Cost drivers and constraints
Consultants and staff flagged several drivers of high costs and uncertainty: rocky soils that require deeper excavation or specialized equipment; numerous telecommunications attachers that must relocate and comply with attachment sequencing; dense customer lots that raise traffic control and restoration complexity; environmental sensitivities (including karst zones and habitat protections); and potential archaeological or cemetery impacts. Arlen Muir said many of those site‑specific uncertainties “require site specific evaluation to estimate the cost of a section — you don't always know until you get out there.”
The consultant recommended against a blanket systemwide burying program given the aggregate cost and uncertain return, but identified a number of strategic conversions where benefits were compelling. “We are not currently recommending that Austin Energy undertake a system wide undergrounding of the overhead distribution system,” Muir told the committee, while noting the utility could pursue targeted areas where conversions align with other public works or provide outsized resilience gains.
Tradeoffs and alternatives
Staff emphasized that undergrounding is one tool in a broader distribution‑resiliency portfolio. Austin Energy will present a complementary overhead hardening study in May; that analysis is expected to identify lower‑cost measures (for example covered conductor, targeted pole and equipment upgrades, and sectionalization/automation) that can deliver resilience benefits in many locations without full burial.
“We will continue to examine where strategic underground conversions make sense,” said Lisa Martin, Austin Energy chief operating officer, and she added the utility will combine the consultant results, the overhead hardening study and stakeholder input to form a comprehensive distribution resiliency plan later this year.
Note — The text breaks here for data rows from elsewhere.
PR #8216, opened 2021-04-19
MicroDAGR - Add mode switching keybinds

JoramD0:
- Add 2 keybinds to cylce through the MicroDAGR modes/pages.
- Changed ERROR to LOG in fnc_saveCurrentAndSetNewMode to stop it from spamming the RPT, internal function anyway.

### DIFF
--- a/addons/microdagr/XEH_clientInit.sqf
+++ b/addons/microdagr/XEH_clientInit.sqf
@@ -20,16 +20,16 @@ private _closeCode = {
 // Mode keybinds:
 ["ACE3 Equipment", QGVAR(previousMode), LLSTRING(previousMode), {
     private _newMode = GVAR(currentApplicationPage) - 1;
-    if (_newMode < 0) then {
-        _newMode = 6;
+    if (_newMode < APP_MODE_INFODISPLAY) then {
+        _newMode = APP_MODE_SETUP;
     };
     [_newMode] call FUNC(saveCurrentAndSetNewMode);
 }, ""] call CBA_fnc_addKeybind;
 
 ["ACE3 Equipment", QGVAR(nextMode), LLSTRING(nextMode), {
     private _newMode = GVAR(currentApplicationPage) + 1;
-    if (_newMode > 6) then {
-        _newMode = 0;
+    if (_newMode > APP_MODE_SETUP) then {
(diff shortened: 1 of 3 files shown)


commy2:
"Spamming the log"?

bux:
Why is it spamming the log? Better to find the issue for that than to silence a probably valid log.

JoramD0:
Poor choice of words, the line I changed is a check to see if there is a display, which used to write an error to the RPT if there wasn't any. I can't imagine it would be beneficial to do the same check twice so I changed it to LOG so it would still error with full debug mode enabled.

jonpas (approved):
That error is rather pointless there. Condition is now used to stop execution on keybinds if MicroDAGR is not opened, rather than duplicating it.

Simple and short.

mharis001 (commented):
Works well. 

Can we get this to keep cycling between modes once the "end" for the keybind's direction is reached? For example, for the next mode keybind, after mode 6, it goes back to mode 0 (and the opposite for previous mode keybind). Essentially, mimic the behaviour of ALT-TABing and ALT-SHIFT-TABing.

jonpas:
We could, I believe that was a design decision by @JoramD0. And I kind of like it, but I also see the point now that you could only use one button to cycle between all pages and wouldn't need to bind both. :thinking:

JoramD0:
It was indeed a design choice, I could do either but I honestly like the way it is currently.

Could also go all out and somewhat overcomplicate it and add a setting

mharis001 (approved):

bux:
Where does the magic number for the mode come from? A variable/constant/define would make sense for it.

JoramD0:
@bux Do you mean these? https://github.com/acemod/ACE3/blob/master/addons/microdagr/script_component.hpp#L26-L33

commy2:
Yes, although that could be considered out of scope for this PR. Up to you.

JoramD0:
Okay, I forgot to use the defines which was my last commit.

I am still confused as to what you guys want me to do.

bux:
Way better, thank you.

Having a seemingly random number appear in code makes the next person to work on it wonder, why someone used this number in particular.

PabstMirror (approved):

Issue #8221, opened 2021-04-21
[ACE Compat] RHS AFRF Compat RPK74M uses wrong ammo


Dabako:
**Mods (complete and add to the following information):**
- **Arma 3:** `2.02 stable` 
- **CBA:** `3.15.1 stable` 
- **ACE3:** `3.13.6 stable` 
- **ACE Compat - RHS AFRF** `3.13.6`
- **RHSAFRF** `0.5.5 stable`

**Description:**
When I spawn an Automatic Rifleman with the RPK74M the Ammunition the Weapon uses wrong ammo.
It uses 7.62x54mm but it should use 5.45x39mm.
Without ACE Compat the RPK74M uses 5.45x39mm

**Steps to reproduce:**

1. Editor or Zeus
2. Spawn Automatic Rifleman MSV
3. Click play
4. Try to shoot or reload

**Expected behavior:**
You should be able to shoot or reload

**Where did the issue occur?**
- Dedicated / Editor (Singleplayer) 

**Log Files:**
- https://gist.github.com/Dabako/93d919412097ad238b5580aea2666174

**Additional context:**
I would try to solve the problem myself and make a pull request but I don't know where to start. If someone can give me information I could try to help

**Screenshots:**
![20210421073036_1](https://user-images.githubusercontent.com/15671777/115507724-c46c2c00-a27c-11eb-936e-445620625a32.jpg)
![20210421073027_2](https://user-images.githubusercontent.com/15671777/115507752-cfbf5780-a27c-11eb-907a-48b187bd2a84.jpg)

Coordination and next steps
Council members pressed staff to overlay the consultant’s 33 high‑benefit sections with planned City projects — including Project Connect, mobility corridors and water‑oriented construction — to seize “dig once” opportunities and reduce incremental costs. Staff said such coordination is already underway through city permitting and utility coordination channels and that they will share the candidate sections with councilmembers for review.
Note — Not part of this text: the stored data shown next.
PR #8225, opened 2021-04-21
Vehiclelock - Improve setting name

### LINKED ISSUE #6828: Vehiclelock -1 state on setting is misleading
**Arma 3 Version:** stable
**CBA Version:** stable
**ACE3 Version:** stable

**Mods:**
```
- CBA_A3
- ace
```

**Description:**
The first setting is "Default" but i should be named "vehiclelock off" or "off".
If you dont know that it didnt init the vehiclelock on vehicles where is the difference between "Default" and "As is". In my opinion "Default" is misleading.

JoramD0:
- Improve `Vehicle Starting Lock State` setting names.

Renamed the "Default" setting to "As Is" and changed the current "As Is" to "Remove Ambiguous Lock State" to avoid confusion.

closes #6828

### DIFF
--- a/addons/vehiclelock/initSettings.sqf
+++ b/addons/vehiclelock/initSettings.sqf
@@ -23,7 +23,7 @@
     QGVAR(vehicleStartingLockState), "LIST",
     [LSTRING(VehicleStartingLockState_DisplayName), LSTRING(VehicleStartingLockState_Description)],
     LSTRING(DisplayName),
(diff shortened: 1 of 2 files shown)


mharis001 (approved):

PabstMirror (approved):

Drofseh:
"Remove Ambiguous Lock State" doesn't make any sense to me.
What is the ambiguous lock state that gets removed? What replaces it?

JoramD0:
@Drofseh 
[Here](https://github.com/acemod/ACE3/blob/master/addons/vehiclelock/functions/fnc_handleVehicleInitPost.sqf#L25) it eliminates the ambiguous 1-"Default" and 3-"Locked for Player" states.

Basically, it relocks vehicles that have the lock state in 3den set to "Locked" and "Locked for Players".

The utility also signaled it may propose pilot underground conversions in a small number of strategic locations and continue its standard that requires or incentivizes underground service design in many new developments.
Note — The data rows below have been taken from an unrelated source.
PR #8226, opened 2021-04-21
Parachute - Add failure chance

JoramD0:
- Add setting to enable percentage based failing of parachutes (0% chance by default).
- Add config value to `ParachuteBase` to set the failure delay.
- Add documentation for the config value mentioned above.

This was [a request](https://github.com/acemod/ACE3/issues/3594#issuecomment-546740178) from @DevastatorCM

[A small demo](https://youtu.be/nrmtXdw9ooU)

### DIFF
--- a/addons/parachute/functions/fnc_handleFailureChance.sqf
+++ b/addons/parachute/functions/fnc_handleFailureChance.sqf
@@ -11,16 +11,16 @@
  * None
  *
  * Example:
- * [player, vehicle player] call FUNC(handleFailureChance);
+ * [player, vehicle player] call FUNC(handleFailureChance)
  *
  * Public: No
  */
 
 params ["_unit", "_vehicle"];
 
-if !(_vehicle isKindOf "ParachuteBase" || {GVAR(failureChance) > 0}) exitWith {};
+if !(GVAR(failureChance) > 0 || {_vehicle isKindOf "ParachuteBase"}) exitWith {};
 
 if (random 1 < GVAR(failureChance)) then {
-    private _failureDelay = getNumber (configFile >> "CfgVehicles" >> str typeOf _vehicle >> QGVAR(failureDelay))
+    private _failureDelay = getNumber (configOf _vehicle >> QGVAR(failureDelay));
     [{[(_this select 0), (_this select 1)] call FUNC(cutParachute)}, [_unit, _vehicle], _failureDelay] call cba_fnc_waitAndExecute;
 };
--- a/addons/parachute/functions/fnc_handleFailureChance.sqf
+++ b/addons/parachute/functions/fnc_handleFailureChance.sqf
@@ -5,22 +5,22 @@
  *
  * Arguments:
  * 0: Unit <OBJECT>
- * 0: Vehicle <OBJECT>
+ * 1: Vehicle <OBJECT>
  *
  * Return Value:
  * None
  *
  * Example:
- * [player, vehicle player] call FUNC(handleFailureChance)
+ * [player, vehicle player] call ace_parachute_handleFailureChance
  *
  * Public: No
  */
 
 params ["_unit", "_vehicle"];
 
-if !(GVAR(failureChance) > 0 || {_vehicle isKindOf "ParachuteBase"}) exitWith {};
+if !(_vehicle isKindOf "ParachuteBase") exitWith {};
 
 if (random 1 < GVAR(failureChance)) then {
     private _failureDelay = getNumber (configOf _vehicle >> QGVAR(failureDelay));
-    [{[(_this select 0), (_this select 1)] call FUNC(cutParachute)}, [_unit, _vehicle], _failureDelay] call cba_fnc_waitAndExecute;
+    [FUNC(cutParachute), [_unit, _vehicle], _failureDelay] call CBA_fnc_waitAndExecute;
 };
--- a/addons/parachute/functions/fnc_handleFailureChance.sqf
+++ b/addons/parachute/functions/fnc_handleFailureChance.sqf
@@ -1,0 +1,26 @@
+#include "script_component.hpp"
+/*
+ * Author: JoramD
+ * Handles percentage chance parachute failure.
+ *
+ * Arguments:
+ * 0: Unit <OBJECT>
+ * 0: Vehicle <OBJECT>
+ *
+ * Return Value:
+ * None
+ *
+ * Example:
+ * [player, vehicle player] call FUNC(handleFailureChance);
+ *
+ * Public: No
+ */
+
+params ["_unit", "_vehicle"];
+
+if !(_vehicle isKindOf "ParachuteBase" && {GVAR(failureChance) > 0}) exitWith {};
+
+if (random 1 < GVAR(failureChance)) then {
+    private _failureDelay = getNumber (configFile >> "CfgVehicles" >> str typeOf _vehicle >> QGVAR(failureDelay))
+    [{[(_this select 0), (_this select 1)] call FUNC(cutParachute)}, [_unit, _vehicle], _failureDelay] call cba_fnc_waitAndExecute;
+};
--- a/addons/parachute/functions/fnc_handleFailureChance.sqf
+++ b/addons/parachute/functions/fnc_handleFailureChance.sqf
@@ -11,7 +11,7 @@
  * None
  *
  * Example:
- * [player, vehicle player] call ace_parachute_handleFailureChance
+ * [player, vehicle player] call ace_parachute_fnc_handleFailureChance
  *
  * Public: No
  */
--- a/addons/parachute/functions/fnc_handleFailureChance.sqf
+++ b/addons/parachute/functions/fnc_handleFailureChance.sqf
@@ -18,7 +18,7 @@
 
 params ["_unit", "_vehicle"];
 
-if !(_vehicle isKindOf "ParachuteBase" && {GVAR(failureChance) > 0}) exitWith {};
+if !(_vehicle isKindOf "ParachuteBase" || {GVAR(failureChance) > 0}) exitWith {};
 
 if (random 1 < GVAR(failureChance)) then {
     private _failureDelay = getNumber (configFile >> "CfgVehicles" >> str typeOf _vehicle >> QGVAR(failureDelay))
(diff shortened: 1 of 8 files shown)


addons/parachute/functions/fnc_handleFailureChance.sqf
```diff
@@ -0,0 +1,26 @@
...
+ *
+ * Example:
+ * [player, vehicle player] call FUNC(handleFailureChance);
+ *
+ * Public: No
+ */
+
+params ["_unit", "_vehicle"];
+
+if !(_vehicle isKindOf "ParachuteBase" || {GVAR(failureChance) > 0}) exitWith {};
```
jokoho48, line 21: I personally would flip those conditions because checking if a value is bigger than 0 should be faster than checking if a object is a type
```suggestion
if !(GVAR(failureChance) > 0 || {_vehicle isKindOf "ParachuteBase"}) exitWith {};
```

BrettMayson:
I think it'd be neat if the parachute could be faulty, rather than just get cut

addons/parachute/functions/fnc_handleFailureChance.sqf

What committee members asked and what staff said
Committee members raised wildfire risk, telecommunications relocation costs, and the potential to prioritize corridors that support mobility and redevelopment. Staff said telecom attachers are legally required to pay relocation costs under the city’s design criteria and that telecom coordination frequently contributes to schedule and cost uncertainty. On wildfire, staff said conversions and alternative hardening measures will both be examined to reduce ignition risk and improve post‑event restoration.
Where this goes from here
Austin Energy will combine these underground feasibility findings with an overhead hardening study due in May, refine candidate sections for targeted underground conversions, seek stakeholder input, and return later this year with a multi‑year distribution resiliency plan that includes near‑term priorities and possible pilot projects.
Ending: The study frames undergrounding as an important but expensive resilience tool. Staff and the consultant recommended a measured approach — prioritize conversions where technical conditions, environmental permitting risks and coordination opportunities with other city projects make burial practical and cost‑effective, and consider shorter‑term hardening or automation steps where undergrounding is not the best near‑term option.